Exercise goal: Each of the entries below should be written out exactly as it reads.

*** Material for this exercise Section Begins ***

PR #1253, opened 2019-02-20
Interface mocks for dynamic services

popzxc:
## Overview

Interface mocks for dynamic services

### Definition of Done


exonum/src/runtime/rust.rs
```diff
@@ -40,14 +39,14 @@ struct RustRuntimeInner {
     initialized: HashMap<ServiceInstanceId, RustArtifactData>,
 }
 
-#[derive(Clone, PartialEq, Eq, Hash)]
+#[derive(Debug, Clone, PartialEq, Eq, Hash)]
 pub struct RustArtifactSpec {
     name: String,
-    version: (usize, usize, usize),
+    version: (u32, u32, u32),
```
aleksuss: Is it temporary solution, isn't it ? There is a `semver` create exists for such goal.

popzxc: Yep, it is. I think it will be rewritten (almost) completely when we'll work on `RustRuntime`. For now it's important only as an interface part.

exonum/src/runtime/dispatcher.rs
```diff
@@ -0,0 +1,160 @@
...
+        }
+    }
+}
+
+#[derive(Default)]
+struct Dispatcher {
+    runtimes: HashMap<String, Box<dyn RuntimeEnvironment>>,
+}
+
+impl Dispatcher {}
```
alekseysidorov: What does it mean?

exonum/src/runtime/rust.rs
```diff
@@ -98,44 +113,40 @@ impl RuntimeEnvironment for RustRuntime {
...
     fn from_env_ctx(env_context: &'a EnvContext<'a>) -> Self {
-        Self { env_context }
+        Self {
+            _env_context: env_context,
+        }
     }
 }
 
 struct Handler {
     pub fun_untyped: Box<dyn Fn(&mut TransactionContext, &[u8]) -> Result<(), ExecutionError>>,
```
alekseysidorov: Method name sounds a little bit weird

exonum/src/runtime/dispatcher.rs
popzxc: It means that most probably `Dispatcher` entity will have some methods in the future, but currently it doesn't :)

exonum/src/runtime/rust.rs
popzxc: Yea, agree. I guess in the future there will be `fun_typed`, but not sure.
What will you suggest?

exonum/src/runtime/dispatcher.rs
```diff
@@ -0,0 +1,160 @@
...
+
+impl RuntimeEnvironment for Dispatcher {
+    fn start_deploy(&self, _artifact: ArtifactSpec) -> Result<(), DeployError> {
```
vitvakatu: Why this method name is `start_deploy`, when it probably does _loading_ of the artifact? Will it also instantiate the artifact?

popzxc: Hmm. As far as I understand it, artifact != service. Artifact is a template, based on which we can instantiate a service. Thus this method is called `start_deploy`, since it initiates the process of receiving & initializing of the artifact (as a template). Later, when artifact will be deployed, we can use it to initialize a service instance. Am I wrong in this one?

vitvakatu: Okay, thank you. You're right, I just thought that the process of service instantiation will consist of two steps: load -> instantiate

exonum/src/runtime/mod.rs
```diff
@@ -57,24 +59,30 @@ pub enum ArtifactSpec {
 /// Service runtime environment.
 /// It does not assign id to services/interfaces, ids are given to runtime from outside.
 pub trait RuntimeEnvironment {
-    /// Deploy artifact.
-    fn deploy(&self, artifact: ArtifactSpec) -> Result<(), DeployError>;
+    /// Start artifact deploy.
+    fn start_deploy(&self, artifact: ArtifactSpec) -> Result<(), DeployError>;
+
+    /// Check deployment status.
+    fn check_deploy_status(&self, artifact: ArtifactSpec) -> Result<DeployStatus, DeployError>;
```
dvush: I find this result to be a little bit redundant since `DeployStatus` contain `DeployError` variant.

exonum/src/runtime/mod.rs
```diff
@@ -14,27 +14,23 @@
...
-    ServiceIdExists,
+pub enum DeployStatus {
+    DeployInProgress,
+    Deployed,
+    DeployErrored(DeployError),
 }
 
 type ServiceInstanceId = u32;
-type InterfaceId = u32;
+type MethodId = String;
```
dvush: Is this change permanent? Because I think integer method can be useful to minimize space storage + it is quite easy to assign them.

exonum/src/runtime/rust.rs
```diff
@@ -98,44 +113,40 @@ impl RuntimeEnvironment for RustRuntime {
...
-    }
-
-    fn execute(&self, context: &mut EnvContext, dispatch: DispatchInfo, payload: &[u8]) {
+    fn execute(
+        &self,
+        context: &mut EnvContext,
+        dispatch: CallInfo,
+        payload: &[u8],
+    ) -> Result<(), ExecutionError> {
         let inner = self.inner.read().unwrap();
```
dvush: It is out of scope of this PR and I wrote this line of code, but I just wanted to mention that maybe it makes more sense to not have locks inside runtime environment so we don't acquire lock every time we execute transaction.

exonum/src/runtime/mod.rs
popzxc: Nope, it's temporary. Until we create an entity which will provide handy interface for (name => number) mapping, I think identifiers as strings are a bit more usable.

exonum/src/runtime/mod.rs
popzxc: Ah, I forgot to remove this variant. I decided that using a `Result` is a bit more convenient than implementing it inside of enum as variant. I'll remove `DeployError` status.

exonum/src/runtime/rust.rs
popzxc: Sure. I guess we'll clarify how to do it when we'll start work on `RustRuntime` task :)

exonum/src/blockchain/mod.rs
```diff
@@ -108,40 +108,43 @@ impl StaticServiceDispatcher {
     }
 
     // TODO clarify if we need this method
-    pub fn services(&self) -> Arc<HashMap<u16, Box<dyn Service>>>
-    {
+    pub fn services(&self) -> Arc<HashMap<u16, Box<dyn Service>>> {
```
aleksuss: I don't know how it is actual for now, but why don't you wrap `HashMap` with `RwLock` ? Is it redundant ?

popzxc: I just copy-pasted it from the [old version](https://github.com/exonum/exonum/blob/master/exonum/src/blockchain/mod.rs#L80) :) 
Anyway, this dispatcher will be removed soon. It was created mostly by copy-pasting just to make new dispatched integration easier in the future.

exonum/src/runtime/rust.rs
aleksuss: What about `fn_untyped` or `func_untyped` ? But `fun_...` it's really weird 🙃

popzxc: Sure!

*** Material for this exercise Section Ends ***

Answer space:
PR #1253, opened 2019-02-20
Interface mocks for dynamic services

popzxc:
## Overview

Interface mocks for dynamic services

### Definition of Done


exonum/src/runtime/rust.rs
```diff
@@ -40,14 +39,14 @@ struct RustRuntimeInner {
     initialized: HashMap<ServiceInstanceId, RustArtifactData>,
 }
 
-#[derive(Clone, PartialEq, Eq, Hash)]
+#[derive(Debug, Clone, PartialEq, Eq, Hash)]
 pub struct RustArtifactSpec {
     name: String,
-    version: (usize, usize, usize),
+    version: (u32, u32, u32),
```
aleksuss: Is it temporary solution, isn't it ? There is a `semver` create exists for such goal.

popzxc: Yep, it is. I think it will be rewritten (almost) completely when we'll work on `RustRuntime`. For now it's important only as an interface part.

exonum/src/runtime/dispatcher.rs
```diff
@@ -0,0 +1,160 @@
...
+        }
+    }
+}
+
+#[derive(Default)]
+struct Dispatcher {
+    runtimes: HashMap<String, Box<dyn RuntimeEnvironment>>,
+}
+
+impl Dispatcher {}
```
alekseysidorov: What does it mean?

exonum/src/runtime/rust.rs
```diff
@@ -98,44 +113,40 @@ impl RuntimeEnvironment for RustRuntime {
...
     fn from_env_ctx(env_context: &'a EnvContext<'a>) -> Self {
-        Self { env_context }
+        Self {
+            _env_context: env_context,
+        }
     }
 }
 
 struct Handler {
     pub fun_untyped: Box<dyn Fn(&mut TransactionContext, &[u8]) -> Result<(), ExecutionError>>,
```
alekseysidorov: Method name sounds a little bit weird

exonum/src/runtime/dispatcher.rs
popzxc: It means that most probably `Dispatcher` entity will have some methods in the future, but currently it doesn't :)

exonum/src/runtime/rust.rs
popzxc: Yea, agree. I guess in the future there will be `fun_typed`, but not sure.
What will you suggest?

exonum/src/runtime/dispatcher.rs
```diff
@@ -0,0 +1,160 @@
...
+
+impl RuntimeEnvironment for Dispatcher {
+    fn start_deploy(&self, _artifact: ArtifactSpec) -> Result<(), DeployError> {
```
vitvakatu: Why this method name is `start_deploy`, when it probably does _loading_ of the artifact? Will it also instantiate the artifact?

popzxc: Hmm. As far as I understand it, artifact != service. Artifact is a template, based on which we can instantiate a service. Thus this method is called `start_deploy`, since it initiates the process of receiving & initializing of the artifact (as a template). Later, when artifact will be deployed, we can use it to initialize a service instance. Am I wrong in this one?

vitvakatu: Okay, thank you. You're right, I just thought that the process of service instantiation will consist of two steps: load -> instantiate

exonum/src/runtime/mod.rs
```diff
@@ -57,24 +59,30 @@ pub enum ArtifactSpec {
 /// Service runtime environment.
 /// It does not assign id to services/interfaces, ids are given to runtime from outside.
 pub trait RuntimeEnvironment {
-    /// Deploy artifact.
-    fn deploy(&self, artifact: ArtifactSpec) -> Result<(), DeployError>;
+    /// Start artifact deploy.
+    fn start_deploy(&self, artifact: ArtifactSpec) -> Result<(), DeployError>;
+
+    /// Check deployment status.
+    fn check_deploy_status(&self, artifact: ArtifactSpec) -> Result<DeployStatus, DeployError>;
```
dvush: I find this result to be a little bit redundant since `DeployStatus` contain `DeployError` variant.

exonum/src/runtime/mod.rs
```diff
@@ -14,27 +14,23 @@
...
-    ServiceIdExists,
+pub enum DeployStatus {
+    DeployInProgress,
+    Deployed,
+    DeployErrored(DeployError),
 }
 
 type ServiceInstanceId = u32;
-type InterfaceId = u32;
+type MethodId = String;
```
dvush: Is this change permanent? Because I think integer method can be useful to minimize space storage + it is quite easy to assign them.

exonum/src/runtime/rust.rs
```diff
@@ -98,44 +113,40 @@ impl RuntimeEnvironment for RustRuntime {
...
-    }
-
-    fn execute(&self, context: &mut EnvContext, dispatch: DispatchInfo, payload: &[u8]) {
+    fn execute(
+        &self,
+        context: &mut EnvContext,
+        dispatch: CallInfo,
+        payload: &[u8],
+    ) -> Result<(), ExecutionError> {
         let inner = self.inner.read().unwrap();
```
dvush: It is out of scope of this PR and I wrote this line of code, but I just wanted to mention that maybe it makes more sense to not have locks inside runtime environment so we don't acquire lock every time we execute transaction.

exonum/src/runtime/mod.rs
popzxc: Nope, it's temporary. Until we create an entity which will provide handy interface for (name => number) mapping, I think identifiers as strings are a bit more usable.

exonum/src/runtime/mod.rs
popzxc: Ah, I forgot to remove this variant. I decided that using a `Result` is a bit more convenient than implementing it inside of enum as variant. I'll remove `DeployError` status.

exonum/src/runtime/rust.rs
popzxc: Sure. I guess we'll clarify how to do it when we'll start work on `RustRuntime` task :)

exonum/src/blockchain/mod.rs
```diff
@@ -108,40 +108,43 @@ impl StaticServiceDispatcher {
     }
 
     // TODO clarify if we need this method
-    pub fn services(&self) -> Arc<HashMap<u16, Box<dyn Service>>>
-    {
+    pub fn services(&self) -> Arc<HashMap<u16, Box<dyn Service>>> {
```
aleksuss: I don't know how it is actual for now, but why don't you wrap `HashMap` with `RwLock` ? Is it redundant ?

popzxc: I just copy-pasted it from the [old version](https://github.com/exonum/exonum/blob/master/exonum/src/blockchain/mod.rs#L80) :) 
Anyway, this dispatcher will be removed soon. It was created mostly by copy-pasting just to make new dispatched integration easier in the future.

exonum/src/runtime/rust.rs
aleksuss: What about `fn_untyped` or `func_untyped` ? But `fun_...` it's really weird 🙃

popzxc: Sure!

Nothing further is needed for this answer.